PR #682, opened 2020-11-04
NFMDemodSink: Proper audio scaling to 16-bit

kasper93:


plugins/channelrx/demodnfm/nfmdemodsink.cpp
```diff
@@ -258,11 +262,6 @@ void NFMDemodSink::applySettings(const NFMDemodSettings& settings, bool force)
         m_interpolatorDistance =  (Real) m_channelSampleRate / (Real) m_audioSampleRate;
     }
 
-    if ((settings.m_fmDeviation != m_settings.m_fmDeviation) || force)
```
f4exb, line 261: Not sure this is a good idea to get rid of expected FM deviation. I'll test that...

plugins/channelrx/demodnfm/nfmdemodsink.cpp
```diff
@@ -174,9 +176,11 @@ void NFMDemodSink::processOneSample(Complex &ci)
         if (!m_settings.m_audioMute && (m_settings.m_ctcssOn && m_ctcssIndexSelected == ctcssIndex || m_ctcssIndexSelected == 0))
         {
             Real audioSample = m_squelchDelayLine.readBack(m_squelchGate);
+            Q_ASSERT(audioSample >= -1.0f && audioSample <= 1.0f);
```
f4exb, line 179: Please do not add code that will make the whole app crash because of a particular audio sample.

kasper93: This will trigger only in debug build. And it is good reminder that we should work with values [-1, 1] at this stage. But if you think it is too much  I will remove it.

plugins/channelrx/demodnfm/nfmdemodsink.cpp
kasper93: Frankly speaking I'm looking forward for your input. We use `phaseDiscriminatorDelta` which always outputs in -1,1 range, without scaling, hence I removed it. Before we were multiplying signal my seemingly random values to boost it enough to be somehow in int16 range. Because proper scaling was missing.

As I understand it after demodulation we have floating point audioSample which by design should have -1,1 range. we can fixup this with scaling, but in fact it made things worse, because the range of signal was unexpected.

f4exb: Your change completely ignores the fact that along with a certain bandwidth comes a certain FM deviation. At least that's what most systems do. Anything larger than about +/-2.5 kHz is saturating. This is not correct. Try for yourself with a NFM transmitter and you will see. The present code has possibly room for improvement but this is not by dumping code that somehow works.

plugins/channelrx/demodnfm/nfmdemodsink.cpp
f4exb: Even in debug mode you would not like to be polluted by a problem that you are not currently investigating moreover if I'm right there is a clamping a bit further down.

f4exb:
Cherry picked:
  - Define _USE_MATH_DEFINES and clean M_PI redefinitions: 1e5ae8ea0f45a8041ab62c610f20363d3615ef80
  - NFMDemodSink: Proper audio scaling to 16-bit: 00ba5115f3a0b4d792ef1e7f397cfe5c51b7214f
  - NFMDemodSink: Fix ctcssOn logic: 7ad8c046f257bcac2866b9ebfec502befdfc79eb

Restored FM deviation and removed `Q_ASSERT`:
  - NFM demod: restored expected FM deviation: 38755e35f1915a59ecc41eb9fde4033b5318d7cc

plugins/channelrx/demodnfm/nfmdemodsink.cpp
kasper93: > Your change completely ignores the fact that along with a certain bandwidth comes a certain FM deviation. 

I mean what is the logic in current code apart from divining `output audio sample rate` by `freq deviation` which is big number which will just boost the signal. Which was probably done historically, because the scaling to 16bit was missing so other things ended up being used to amplify the signal. I might be missing something, but I completely don't see logic behind this value.

What I like without scaling is that whole signal including noise is in predicable range and we are not digitally clipping the signal later.

That say, this scaling factor (`setFMScaling`) should be something along the lines `1. / (2. * pi * m)` where `m` is modulation index, which for NBFM is << 1. Considering radio with maximum 3.5kHz audio and 2.5kHz deviation, we have m == 0.7.

Either way it would scale down the signal. But well it is linear scaling so I don't get the point of applying it in practice. We also have audio volume control to adjust that if needed.

Thanks for merging, I'm saying above, because I am considered about clipping that might happen now, but signal after demodulation and filtering should be quite low in practice so we dodge the bullet here, but hey this is the case of `dumping code that somehow works` :)

I want to try adding IIR filter before demodulation for frequency deviation and see how well it works.

f4exb: A scaling of 1,0 corresponds to a signal that goes all the way over the bandwidth implied by the sample rate. That is 48 kHz for 48 kS/s (this is complex) and in this case the audio produces will go from -1.0 to 1.0 so be full scale. If the deviation as per the modulation standard based on Carson law is say +/- 5 kHz corresponding to 16F3 (16 kHz max 3 kHz audio) then the audio will go from -5/24 to 5/24 i.e about [-0.2, 0.2] and this is not what we want so we need to scale up by 
4.8 (48/10 or 24/5). Experimentally this is a bit loud because the Carson law is not exact so I applied a -3dB (divide by 2) to this factor. This is why scaling to the expected FM deviation should be applied.

Although somehow working the existing code was flawed because of the improper normalization of filters and this scaling factor had to be reworked in order to meet audible signals. There is still this -3 dB but it make more sense.

To this occasion I also reviewed the bandwidths and deviations and made them more applicable to standards most prominently the 11F3 and 16F3 that are widely used.

PR #683, opened 2020-11-04
Add support for VS2019 and Ninja

kasper93:


kasper93:
First commit will be removed once those PRs are merged:
https://github.com/f4exb/sdrangel-windows-libraries/pull/7
https://github.com/szechyjs/mbelib/pull/26

It works fine, I tried to minimize changes to get it working. There are a lot that can be done to cmake files in order to make maintaining this build-system less pain. But maybe later, once there is working base (this) merged.

CMakeLists.txt
```diff
@@ -1,10 +1,6 @@
-cmake_minimum_required(VERSION 3.1.0)
+cmake_minimum_required(VERSION 3.16.0)
```
f4exb, line 1: This is creating a big mess probably unnecessarily. On Debian 10 cmake is at version 3.13.4 for example.

sdrbase/CMakeLists.txt
```diff
@@ -381,6 +380,7 @@ target_link_libraries(sdrbase
     ${sdrbase_FFTW3F_LIB}
     ${sdrbase_SERIALDV_LIB}
     ${sdrbase_LIMERFE_LIB}
+    Boost::headers
```
f4exb, line 383: Not working in many linux distributions that do not have the proper version of cmake

srcejon:
Nice patch - much faster building on Windows :)

For anyone else wondering how to build following this patch, I did:


Install Boost and adjust path below as needed, as no longer part of sdrangel-windows-libraries
Install Qt 5.15.1
Install ninja (https://ninja-build.org/)
Run VS2019 shell  
```
git clone https://github.com/f4exb/sdrangel.git
cd sdrangel
git submodule update --init --recursive
mkdir build
cd build
cmake -Wno-dev -G Ninja -DCMAKE_BUILD_TYPE=Release -DFORCE_SSE41=ON -DDEBUG_OUTPUT=ON  -DRX_SAMPLE_24BIT=ON -DCMAKE_PREFIX_PATH=C:\\Qt\\5.15.1\\msvc2019_64;C:\\Libraries\\boost_1_73_0 ..
ninja        
ninja package  
```

kasper93:
>  Install ninja (https://ninja-build.org/)

You can use one for  VS Installer, it is somewhere in components to select.

> ninja
> ninja package

No need to do this twice, just call ninja once with target. And I would suggest `ninja install` with `-DCMAKE_INSTALL_PREFIX=...` passed to cmake.

PR #686, opened 2020-11-06
CI: Add docker build

kasper93:


kasper93:
Just a simple build to cross validate docker build images. Needs this to work with PRs https://github.com/f4exb/sdrangel-docker/pull/25 

Up to your decision if you want this build, it was simple to add.

f4exb:
Looks like a good idea. I'll try to see why it fails currently.

f4exb:
I know what the issue. It tries to find this commit https://github.com/kasper93/sdrangel/commit/a21c94c355e13a84d93fb322430afbdc3f4af2b1 but this is in your fork not in mainstream so it can't find it.

kasper93:
Yes, that's why I added fetch to pull commits form PR. 

But, sorry. I messed up, pushed wrong thing to the other repo. 

It needs to be
```
git fetch origin ${sdrangel_tag}
```
instead...

I tested it locally, don't know how I lost `origin` part.

f4exb:
The issue why the Docker build was hanging is actually fixed with `APPVEYOR_CONSOLE_DISABLE_PTY: true`. Not sure now BYOC is needed to overcome job time limit however now it is very fast on my 8 CPU Xeon server (named "nasrock").

kasper93:
> to overcome job time limit

We would need to preserve docker cache between build. Most layers doesn't need to be rebuild. And main part would get updated because we have commit hash as argument.

```
# save
docker save sdrangel:latest | lz4 -9 - docker_cache.lz4
# restore
unlz4 -c docker_cache.lz4 | docker load
```

And cache this `docker_cache.lz4` in appveroy between builds.

PR #688, opened 2020-11-06
ADS-B demodulator improvements

srcejon:
Add OpenSky Network aircraft database support, for information about aircraft model, owner, registration.
Add airline logos and country & military flags for display in the table.
Add OurAirports airport database support, to allow airports and ATC frequencies to be displayed on the map.
Allow ATC frequency to be tuned by clicking on the map.
Add support for displaying flight paths on the map.
Allow columns in table to be rearranged and hidden.
Allow rows in table to be sorted by clicking on header.
Allow switching units from ft, kn, ft/min to m, kph, m/s
Allow aircraft timeout to be set by the user.
Allow font used for the table to be set by the user.
Add optional display of demodulator statistics.
Support multithreading in demodulator to reduce FIFO overflows.
Add support for demodulating all Mode-S frames and feeding them.
Add support for feeding in Beast hex format.
Allow option of correlating against full preamble or partial preamble.
Supporting highlighting of an aircraft in the table by selecting it on the map.
Use difference of zeros and ones sums, rather than absolute threshold, to better account for varying conditions and make the threshold easier to set.
Enable anti-aliasing for text on the map.
Improve CRC performance by 5x-10x.
Move map resources to plugin from sdrgui.


sdrbase/util/crc.h
```diff
@@ -105,6 +114,8 @@ class SDRBASE_API crc32 : public crc
     crc32() : crc(32, 0x04C11DB7, false, 0xffffffff, 0xffffffff) {}
 };
 
+// Should probably try to use SSE 4.2's CRC32C instruction if available
+// See _mm_crc32_u8 and _mm_crc32_u64 intrinsics
```
f4exb, line 118: Problem is that it should also compile for ARM

srcejon: Sure. It doesn't currently use them, and if it did, it would be implemented so that there would be an alternative if not available. 
Some versions of ARM processors also have crc32c insn, but not all.

f4exb: BTW when I say "ARM" I mean armv8 a.k.a. arm64. I do not aim for support of earlier versions. Practically this addresses RPi 3B+ and RPi 4

f4exb:
I just tried it and don't get me wrong for what follows I like it a lot and you made a hell of a big and great job! So here are just a few things that in my opinion need scrutiny:
  - The airport and aircraft downloads are unconditional even if you have already downloaded the data. Maybe there could be a confirmation.
  - There should be the ability to activate or de-activate the VHF radio link because if you run only one device set then by default it will tune the current receiver that is precisely on the ADS-B frequency effectively de-tuning it. Indeed this is only by actively clicking on the VHF frequency but still... if you are like me wanting to play with all buttons... :smile:
  - The columns of the table do not resize with data contents resulting in a few ellipsis and then you need to resize them by hand. There could be an option (push button) in the settings to force resize.
  - After changes to the threshold mechanism It is hard for me to find the right threshold to optimize reception and relate it to what I see in the spectrum. Why the range starts only at -45 dB now? Anyway I haven't look at the details yet.

f4exb:
I think I know why this threshold setting is a bit weird. This is a difference expressed in dB and in fact judging by its value it is very minute so as to get some decodes. At least in my experience you need to be below -30dB that is less than 0.001. In fact it does not make sense to express a difference in dB because dB is a log and logs are suitable for ratios. As a matter of fact I am wondering if the ratio of ones vs zeros wouldn't be a better metric. I will experiment with that.

srcejon:
Don't worry, feedback is welcome :)

- Yep, confirmation sounds reasonable. I'll add it.
- Perhaps for this, it might make sense if the list of devices was a bit more selective. E.g. we could exclude the device the ADS-B demod is running on, unless it has an AM Demod running on it as well (i.e. for someone with only one SDR who does actually want to switch between ADS-B and ATC). A disable button is pretty trivial to add as well, so I can add that too.
- Sure, I'll add an auto-resize option.

The correlation may still need some further improvements, as I've only spent a little bit of time on it, but I can try to explain why I changed it. Most significantly, I was failing to receive frames that could be received previously (i.e. from an .sqriq file), regardless of what threshold was used. As you'd implemented it, it appeared to require the received signal to have very specific power levels. E.g. the ones needed to be above it, and the zeros below it. 
The problem I was finding with this, is that there isn't one threshold that you can set that will work in a wide range of scenarios. E.g: Lets say you want to be able to receive a weak signal from a plane far away: you'd set the threshold just above the noise floor, and this would indeed work for weak signals. However, the problem with this, is that it could then fail to receive a frame from an aircraft with a very strong signal that was directly overhead. It could just be that the noise floor has moved up (exceeding the threshold for the zeros), or if you happen to live near a busy airport, you may receive multiple frames from different aircraft simultaneously. A strong signal should still be able to be received over a weak one, but if you have a threshold for the zero chips that you need to be under - that probably will not be the case if there is another weak signal in the background. If you then set the threshold higher to combat this, you'll then fail to receive weaker signals. 
Another problem with manually setting absolute power thresholds is that it doesn't really work with AGC as the noise floor can move around (at least not unless the demod knows what the AGC is doing, but that isn't the case for us, as we don't get this information from the SDRs). 
For me, it appeared to be the case, that if I set the threshold too low, I wouldn't receive anything at all. With what I've now implemented, setting the threshold too low increases your chance of decoding something that isn't actually a real signal, but it shouldn't miss frames.
Fundamentally, I don't think the correlation should be based on the absolute power level. It's should just try to see if there is something that appears to be modulated, regardless of the absolute power levels. 
For tuning the threshold, I'd suggest starting at -20dB, then looking at the minimum and average values shown in the table. If the minimum values are the same value as the threshold, you can try lowering it. If above, you can increase it, and reduce the likelihood of decoding an invalid frame. Note if you enable displaying the statistics, you can see a count of the number of times the correlator incorrectly triggers and also the effect on processing time.
Starting the range at -45dB is purely empirical based on what I'd seen when I'd tried it with the USRP, Lime and RTL SDRs I have here, with a couple of different antennas and external LNAs. I wasn't finding I'd need to go anywhere near that low, but thought I'd set it well below what I'd needed, in case others did.
If it is not working well for you, please feel free to send me some .sdriq files so I can take a look. I'm sure there are situations that I haven't considered and that it can be improved. It would be useful to build up a test set of .sdriq files from different environments, so any changes to the algorithm can be properly benchmarked.

srcejon:
It's interesting that you say you need a threshold of -30dB. Which SDR is that with and what gain? I will double check, but for my Lime, USRP and RTL SDR, I think I was using around -25 to -15. 
Yes, I left it in dB, because I thought numbers like -30 to -10, would be easier to use than a dial that went from 0.1 to 0.001. However, a different metric may indeed make more sense.

f4exb:
That's a Lime Mini

f4exb:
Back on the threshold thing I completely agree that with my initial change the validation of the sync sequence was entirely based on a stable noise floor and for good and bad reasons this is not always true. It happens that my tests were done in a quiet environment with only a few frames at night time and as you know air traffic is reduced globally these days...

First the bad reason for a moving noise floor: when working ADS-B at 1090 MHz you should put yourself in the situation where an out of band signal (GSM, TACAN pulses, ...) is not affecting your global gain. Good SDR practice starts with hard filtering. As ADS-B monitoring is popular it is easy to find good SMA mounted 1090 MHz band-pass filters these days.

The good reason: ADS-B is an Aloha kind of system that is every one speaks up without co-ordination and because messages are repeated there will be statistically a time when it will be clear enough to pick up the signal. This is still subject to the number of "speakers" but as you know in practice it works. Thus incoming frames may jump in and contribute to the "zero" sum significantly above the real noise floor. This is exactly what you noticed in a busier environment and why my approach was not robust.

Now all systems generally expect a certain SNR to be able to decode a signal and ADS-B is no exception. To estimate the SNR of a particular frame you only have the sync sequence to start with and bursts are so short that you may assume that the SNR will not vary too much for the rest of the message. So if you want to put a threshold to decide if a signal is good enough for you you should have it in terms of SNR and SNR is signal **over** noise **ratio**.

This is why I think you should work with a ratio rather than with a difference. This will make it clear and consistent over the wide range of signal powers. The rest of your demonstration is perfectly valid.

srcejon:
Sounds reasonable. Did you have something in mind? (I went for the difference simply because it was a quick change to your code that didn't add any extra processing, as you was concerned about the performance of the original version. However, I then added the multi-threading afterwards, so we should have some spare performance if needed)

srcejon:
On the subject of multithreading, I should probably rewrite the code to use message queues rather than sempahores.

f4exb:
> Sounds reasonable. Did you have something in mind? 

Yes I can take this part and experiment with it. It does not need extensive change it is just a different way to estimate the valid threshold. Also the correlation display may have to change a little bit to show more significant values.

> On the subject of multithreading, I should probably rewrite the code to use message queues rather than sempahores

Maybe... it depends on how reactive you may want this to be. Message queues have an overhead over direct semaphore processing.

PR #2068, opened 2024-04-14
Feature/map feature

dforsi:
This PR:
- avoids unneeded work by updating the IPB Beacons table only when it is visible
- avoids losing dialogs behind the main window adding a parent for:
  - the Beacons dialog
  - the IPB Beacons dialog
  - the Radio Time Transmitters dialog


srcejon:
> * avoids losing dialogs behind the main window adding a parent for:

They're intentionally not parented.

dforsi:
> > * avoids losing dialogs behind the main window adding a parent for:
> 
> They're intentionally not parented.

which I think it's a bad design because AFAICT those are the only windows that are aoutside of the window of sdrangel, but can live with it. However when one of those dialogs is behind the main window, clicking again on its button has no visible effect, maybe it could bring the corresponding dialog to the front?

srcejon:
> which I think it's a bad design because AFAICT those are the only windows that are aoutside of the window of sdrangel, but can live with it. 

If you want to make them proper MDI windows, that's OK, but they shouldn't be stuck in front.

>, maybe it could bring the corresponding dialog to the front?

Yeah, that would make sense.

dforsi:
If I close the main window of sdrangel (with or without the changes in this PR) the 3 dialogs remain open and in this situation when double clicking on a callsign crashes the application, if I don't double click, the application terminates correctly after closing all 3 windows.

Is is intended that thew dialogs do not close when the main window is closed?
Should they be hidden when the map is hidden? How can I close them? The parenting would do that automatically.

srcejon:
They should close when the application closes or the Map feature is closed. This can be fixed by adding the following to the Dialog constructors after ui->setupUi(this);

    setAttribute(Qt::WA_QuitOnClose, false);

We don't want to use parenting as that makes the windows stay on top.

srcejon:
Thanks

f4exb:
@srcejon is it OK to merge now?

srcejon:
Yep, thanks.

PR #2120, opened 2024-05-19
Fix/sid memleaks

dforsi:
This PR deletes some objects and removes some `disconnect()` that shouldn't be needed since all the objects that would receive the signals are destroyed.

Should I use `deleteLater()` instead?


srcejon:
> Should I use `deleteLater()` instead?

I think delete should be fine, thanks.

PR #2123, opened 2024-05-24
Fix ggmorse paths on mac

srcejon:
Fix ggmorse paths for Mac build.


f4exb:
Not related to GGMorse but we have this recurring issue on the Mac build:
```
error: could not find svn for checkout of lame
```
Perhaps svn has to be installed in the dependencies.

f4exb:
Great! Let's see how far we get now

f4exb:
Well... for what concerns ggmorse it works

TASK STATEMENT - Report every line of the records that contains the word "factor".

WRITTEN SOLUTION -
That say, this scaling factor (`setFMScaling`) should be something along the lines `1. / (2. * pi * m)` where `m` is modulation index, which for NBFM is << 1. Considering radio with maximum 3.5kHz audio and 2.5kHz deviation, we have m == 0.7.
4.8 (48/10 or 24/5). Experimentally this is a bit loud because the Carson law is not exact so I applied a -3dB (divide by 2) to this factor. This is why scaling to the expected FM deviation should be applied.
Although somehow working the existing code was flawed because of the improper normalization of filters and this scaling factor had to be reworked in order to meet audible signals. There is still this -3 dB but it make more sense.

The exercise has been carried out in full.